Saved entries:

▽

PR #149, opened 2020-04-29
EVG-7811: Schedule a patch from configure page

tgrander:
https://jira.mongodb.org/browse/EVG-7811

schedule-patch

### Summary 
- Clicking "schedule" button on configure page redirects user to patch page for scheduled patch on success
- Shows error if scheduling patch fails

#### YOU CANNOT TEST THIS FEATURE LOCALLY - YOU MUST USE STAGING
Scheduling a patch requires having a github token in evergreen, which ain't gonna work locally. Use staging to test this feature by submitting a patch to staging and scheduling the patch on the configure page.


cypress/integration/patch/configure-patch.ts
```diff
@@ -178,6 +179,49 @@ describe("Configure Patch Page", () => {
...
+        .clear()
+        .type(val);
+      cy.route({
+        method: "POST",
+        url: "/graphql/query",
+        response: mockedErrorConfigureResponse,
+      });
+      cy.get("[data-cy=schedule-patch]").click();
+      cy.location().should((loc) =>
+        expect(loc.pathname).to.include(
```
khelif96, line 218: nit. We could prob just compare the path names directly.

cypress/integration/patch/configure-patch.ts
```diff
@@ -193,3 +237,118 @@ const getTaskCountFromText = (text) => {
   }
   return parseInt(text);
 };
+
+const mockedErrorConfigureResponse = {
+  errors: [
+    {
+      message: "WAH WAH CHICKEN WAH",
```
khelif96, line 244: lol

package.json
```diff
@@ -64,7 +64,7 @@
     "coverage": "npm run test -- --coverage --watchAll=false",
     "storybook": "start-storybook -p 9009 -s public",
     "build-storybook": "build-storybook -s public",
-    "codegen": "env-cmd -e devServer -r config/.cmdrc.json graphql-codegen --config codegen.js"
+    "codegen": "graphql-codegen --config codegen.js"
```
khelif96, line 67: Thanks allot. Can you please remove the variable in `.cmdrc_sample.json` too

src/pages/configurePatch/ConfigurePatchCore.tsx
```diff
@@ -8,19 +8,36 @@ import { useTabs, useDefaultPath } from "hooks";
 import { CodeChanges } from "pages/patch/patchTabs/CodeChanges";
```
khelif96, line 8: nit. i know this wasnt you but we should start setting some patterns around how we import external deps vs internal ones. How about External first, Then internal and everything in alphabetical order. Im sure theres probably an eslint extension that will automate this for us. what do you think?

△

= WORK ORDER =
Return every record above exactly, line by line.

= YOUR RESPONSE =
PR #149, opened 2020-04-29
EVG-7811: Schedule a patch from configure page

tgrander:
https://jira.mongodb.org/browse/EVG-7811

schedule-patch

### Summary 
- Clicking "schedule" button on configure page redirects user to patch page for scheduled patch on success
- Shows error if scheduling patch fails

#### YOU CANNOT TEST THIS FEATURE LOCALLY - YOU MUST USE STAGING
Scheduling a patch requires having a github token in evergreen, which ain't gonna work locally. Use staging to test this feature by submitting a patch to staging and scheduling the patch on the configure page.


cypress/integration/patch/configure-patch.ts
```diff
@@ -178,6 +179,49 @@ describe("Configure Patch Page", () => {
...
+        .clear()
+        .type(val);
+      cy.route({
+        method: "POST",
+        url: "/graphql/query",
+        response: mockedErrorConfigureResponse,
+      });
+      cy.get("[data-cy=schedule-patch]").click();
+      cy.location().should((loc) =>
+        expect(loc.pathname).to.include(
```
khelif96, line 218: nit. We could prob just compare the path names directly.

cypress/integration/patch/configure-patch.ts
```diff
@@ -193,3 +237,118 @@ const getTaskCountFromText = (text) => {
   }
   return parseInt(text);
 };
+
+const mockedErrorConfigureResponse = {
+  errors: [
+    {
+      message: "WAH WAH CHICKEN WAH",
```
khelif96, line 244: lol

package.json
```diff
@@ -64,7 +64,7 @@
     "coverage": "npm run test -- --coverage --watchAll=false",
     "storybook": "start-storybook -p 9009 -s public",
     "build-storybook": "build-storybook -s public",
-    "codegen": "env-cmd -e devServer -r config/.cmdrc.json graphql-codegen --config codegen.js"
+    "codegen": "graphql-codegen --config codegen.js"
```
khelif96, line 67: Thanks allot. Can you please remove the variable in `.cmdrc_sample.json` too

src/pages/configurePatch/ConfigurePatchCore.tsx
```diff
@@ -8,19 +8,36 @@ import { useTabs, useDefaultPath } from "hooks";
 import { CodeChanges } from "pages/patch/patchTabs/CodeChanges";
```
khelif96, line 8: nit. i know this wasnt you but we should start setting some patterns around how we import external deps vs internal ones. How about External first, Then internal and everything in alphabetical order. Im sure theres probably an eslint extension that will automate this for us. what do you think?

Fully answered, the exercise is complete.